*** Provided records Section Begins ***
PR #39, opened 2022-05-23
Feature suggestion. Add failure notification using vscode message. Optional using extension setting.

Tocseoj:
I like the Watch Mode for Vitest and thought it would be a nice feature if when making changes you got an immediate pop-up on a test failure, so you know the change that broke it. I made the pop-up an optional  boolean setting.

Screen Shot 2022-05-23 at 3 01 55 PM

### DIFF
--- a/package.json
+++ b/package.json
@@ -119,6 +119,12 @@
           ],
           "default": null,
           "scope": "machine"
+        },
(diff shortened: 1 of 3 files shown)


zxch3n:
Thanks!

PR #40, opened 2022-05-24
feat: multi-root workspace support

evanandrewrose:
Hey,

Thanks for the extension. It's been great to have.

I recently started using [multi-root workspaces](https://code.visualstudio.com/docs/editor/multi-root-workspaces) to manage by related repos and I noticed that this plugin didn't support that use case.

This PR adds support by:

In the case of **running tests**, start a `TestRunner` for each workspace. This allows you to shift-click all tests across multiple workspaces and run them as though they're in the same workspace.
In the case of **watching tests**, I just mapped over a vitest configuration derived from each workspace root, meaning that multiple vitest instances will be spawned (1 per vitest-supported root).
In the case of **debugging tests**, the code assumes you're not debugging across multiple workspace roots and it chooses the root associated with the first test in the list when figuring out which vitest instance to invoke.


zxch3n:
Great job, thanks!

src/extension.ts
```diff
@@ -48,46 +48,55 @@ export async function activate(context: vscode.ExtensionContext) {
...
-  const vitestVersion = await getVitestVersion(vitestCmd, getConfig().env || undefined).catch(async (e) => {
-    log.appendLine(e.toString())
-    log.appendLine(`process.env.PATH = ${process.env.PATH}`)
-    log.appendLine(`vitest.nodeEnv = ${JSON.stringify(getConfig().env)}`)
-    let errorMsg = e.toString()
-    if (!isNodeAvailable(getConfig().env || undefined)) {
-      log.appendLine('Cannot spawn node process')
-      errorMsg += 'Cannot spawn node process. Please try setting vitest.nodeEnv as {"PATH": "/path/to/node"} in your settings.'
-    }
+    const version = await getVitestVersion(cmd, getConfig().env || undefined).catch(async (e) => {
```
zxch3n, line 59: `getConfig` should have a WorkspaceFolder param now, to use it in the workspace.getConfiguration

```ts
export function getConfiguration(section?: string, scope?: ConfigurationScope | null): WorkspaceConfiguration;
```

`!getConfig().enable` above need to be changed too

src/extension.ts
```diff
@@ -48,46 +48,55 @@ export async function activate(context: vscode.ExtensionContext) {
...
-    const msg = 'Because Vitest version < 0.8.0, run/debug/watch tests from Vitest extension disabled.\n'
+
+  const isCompatibleVitestConfig = (config: typeof vitestConfigs[number]) =>
+    (config.version && semver.gte(config.version, '0.8.0')) || customTestCmd
+  const isNotCompatibleVitestConfig = (config: typeof vitestConfigs[number]) =>
+    !isCompatibleVitestConfig(config)
+
+  vitestConfigs.filter(isNotCompatibleVitestConfig).forEach((config) => {
+    const msg = `Because Vitest version < 0.8.0 in ${config.workspace.name}, run/debug/watch tests from Vitest extension disabled.\n`
     context.subscriptions.push(
```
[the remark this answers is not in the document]
evanandrewrose: Good point, fixed.

package.json
```diff
@@ -119,6 +119,12 @@
           ],
           "default": null,
           "scope": "resource"
+        },
+        "vitest.showFailMessages": {
+          "description": "Get instant feedback when using Watch Mode. Pop-ups an error when a test fails.",
+          "type": "boolean",
+          "scope": "window",
```
evanandrewrose, line 126: note: changing this to window to prevent users from incorrectly trying to set this value at the workspace folder level

src/config.ts
```diff
@@ -29,3 +29,11 @@ export function getConfig(workspaceFolder: WorkspaceFolder) {
     enable: get<boolean>('enable', false),
   }
 }
+
+export function getRootConfig() {
```
evanandrewrose, line 33: adding this to differentiate from potentially folder-level configs

src/runHandler.ts
```diff
@@ -63,7 +75,7 @@ export async function updateSnapshot(
 
   test = testItemIdMap.get(ctrl)!.get(test.id)!
   const runner = new TestRunner(
-    vscode.workspace.workspaceFolders[0].uri.fsPath,
+    determineWorkspaceForTestItems([test], vscode.workspace.workspaceFolders).uri.fsPath,
     getVitestCommand(vscode.workspace.workspaceFolders[0].uri.fsPath),
```
zxch3n, line 79: should use corresponding workspace folder here

src/config.ts
```diff
@@ -1,14 +1,39 @@
...
 
-export function getConfig() {
-  const config = workspace.getConfiguration('vitest')
+export function getConfigValue<T>(
+  rootConfig: WorkspaceConfiguration,
+  folderConfig: WorkspaceConfiguration,
+  key: string,
+  defaultValue: T,
+): T {
+  return folderConfig.has(key)
```
zxch3n, line 11: Can this be simplified as `folderConfig.get(key) ?? rootConfig.get(key) ?? defaultValue`

src/extension.ts
```diff
@@ -19,10 +19,10 @@ export async function activate(context: vscode.ExtensionContext) {
   )
     return
 
-  if (
-    !getConfig().enable
-    && !(await isVitestEnv(vscode.workspace.workspaceFolders[0].uri.fsPath))
-  )
+  const vitestEnvironmentFolders = vscode.workspace.workspaceFolders.filter(async folder =>
```
zxch3n, line 22: filter cannot take async function as param. async func will always return Promise, which will be taken as True in filter

src/runHandler.ts
```diff
@@ -91,12 +103,41 @@ export async function debugHandler(
   run.end()
```
zxch3n, line 103: debugHandler need the same pre-process in runHandler. Because `runTest` assumes all the tests come from the same workspace folder

evanandrewrose: yeah, that's a good idea

src/watch.ts
```diff
@@ -70,10 +74,10 @@ export class TestWatcher extends Disposable {
       let timer: any
       this.process = execWithLog(
         this.vitest.cmd,
-        [...this.vitest.args, '--api', port.toString()],
+        [...this.vitest.args, '--api.port', port.toString()],
```
zxch3n, line 77: why append `.port`

src/runHandler.ts
```diff
@@ -35,19 +35,29 @@ export async function runHandler(
...
-  const tests = request.include ?? gatherTestItems(ctrl.items)
-  const runner = new TestRunner(
-    vscode.workspace.workspaceFolders[0].uri.fsPath,
-    getVitestCommand(vscode.workspace.workspaceFolders[0].uri.fsPath),
-  )
-
   const run = ctrl.createTestRun(request)
-  await runTest(ctrl, runner, run, tests, 'run')
+
+  for (const folder of vscode.workspace.workspaceFolders) {
```
zxch3n, line 48: The previous `await Promise.all` for runHandler did make sense to me. Because the running order doesn't matter when running tests in different workspaces, though it does when debugging

The previous suggested change was for `debugHandler`.

Issue #52, opened 2022-07-08
Debugging cannot find any test files


thepaperpilot:
**Describe the bug**
When telling VSC to debug the tests (all of them, a single test, a single file, or a single describe), will result in nothing happening, apart from a log in the debug console saying no test files were found.

**To Reproduce**
1. Go to the testing panel
2. Click the "Debug Tests" button
3. If its not open already, open the debug console

**Expected behavior**
The tests to run, using the debugger to stop at breakpoints and such

**Screenshots**
```bash
C:\Program Files\nodejs\node.exe .\node_modules\vitest\vitest.mjs vitest D:/projects/Kronos/tests/util/common.test.ts --api 65426
 DEV  v0.17.1 d:/projects/Kronos
      API started at http://localhost:65426
filter:  vitest, D:/projects/Kronos/tests/util/common.test.ts
include: **/*.{test,spec}.{js,mjs,cjs,ts,mts,cts,jsx,tsx}
watch exclude:  **/node_modules/**, **/dist/**

No test files found, exiting with code 1
Process exited with code 1
```

**Environment**

- OS: windows
- VSCode version: 1.69.0
- Vitest version: 0.17.1
- Vitest plugin version: 0.2.20

**Additional context**

Using the launch.json config to run tests on the open tests file works as expected. I noticed there appears to be an extra `vitest` in the command its running in the debug console, which then appears in the filter list. I suspect this is the root of the issue - it's filtering for test files that include "vitest" in their name, which is none of them.

BePo65:
I have the same problem; can you help out with the contents of the `launch.json` you mentioned above?

thepaperpilot:
Sure thing: it's the one in the docs [here](https://vitest.dev/guide/debugging.html).

devatina11yb:
Any progress on this issue?

There is actually a workaround which would be to add `vitest ` to the name of every test file (e.g. `vitest file.spec.ts`) but there should be a cleaner fix. Also, I am unsure if it is related but watch mode doesn’t seem to be working.

countnazgul:
Haven't investigated why but downgrading `vitest` itself to `0.31.0` fixed it for me. For reference: the latest version of `vitest` at the moment is `0.31.1`

I was getting the same issue `No test files found` but in my case the `filter` property was not including the drive path:
My tests were in `D:/my-project/test` and the `filter` property was showing `/my-project/test` (not sure if this was the real issue or it was just display issue)

[...]

PR #56, opened 2022-07-14
handle the case where the command starts with a lower case driver letter

lbm98:
When running tests on my machine, I got errors saying:

> Test result not found.
> Are there tests with the same name?
> ...

The issue is that [Uri.fsPath](https://code.visualstudio.com/api/references/vscode-api#Uri) returns a lower case drive letter instead of an upper case drive letter.

As a result, we give vitest a bad command and its internal filter will discard the test file.
Hence giving me the above error.

This PR solved the issue for me.
However, there might be a better place to put the call to sanitizeFilePath()

### DIFF
--- a/src/pure/runner.ts
+++ b/src/pure/runner.ts
@@ -89,7 +89,7 @@ export class TestRunner {
     const outputs: string[] = []
     const env = { ...process.env, ...workspaceEnv }
     let testResultFiles = [] as File[]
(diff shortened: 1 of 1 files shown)


lbm98:
Probably fixes Issue #52. Notice the line

>  DEV  v0.17.1 d:/projects/Kronos

where we have indeed have a small drive letter.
*** Provided records Section Ends ***
**Directions**
Output all lines from the beginning of the data up to the line holding "I recently started", that line included, exactly as written.

**Completed task**
PR #39, opened 2022-05-23
Feature suggestion. Add failure notification using vscode message. Optional using extension setting.

Tocseoj:
I like the Watch Mode for Vitest and thought it would be a nice feature if when making changes you got an immediate pop-up on a test failure, so you know the change that broke it. I made the pop-up an optional  boolean setting.

Screen Shot 2022-05-23 at 3 01 55 PM

### DIFF
--- a/package.json
+++ b/package.json
@@ -119,6 +119,12 @@
           ],
           "default": null,
           "scope": "machine"
+        },
(diff shortened: 1 of 3 files shown)


zxch3n:
Thanks!

PR #40, opened 2022-05-24
feat: multi-root workspace support

evanandrewrose:
Hey,

Thanks for the extension. It's been great to have.

I recently started using [multi-root workspaces](https://code.visualstudio.com/docs/editor/multi-root-workspaces) to manage by related repos and I noticed that this plugin didn't support that use case.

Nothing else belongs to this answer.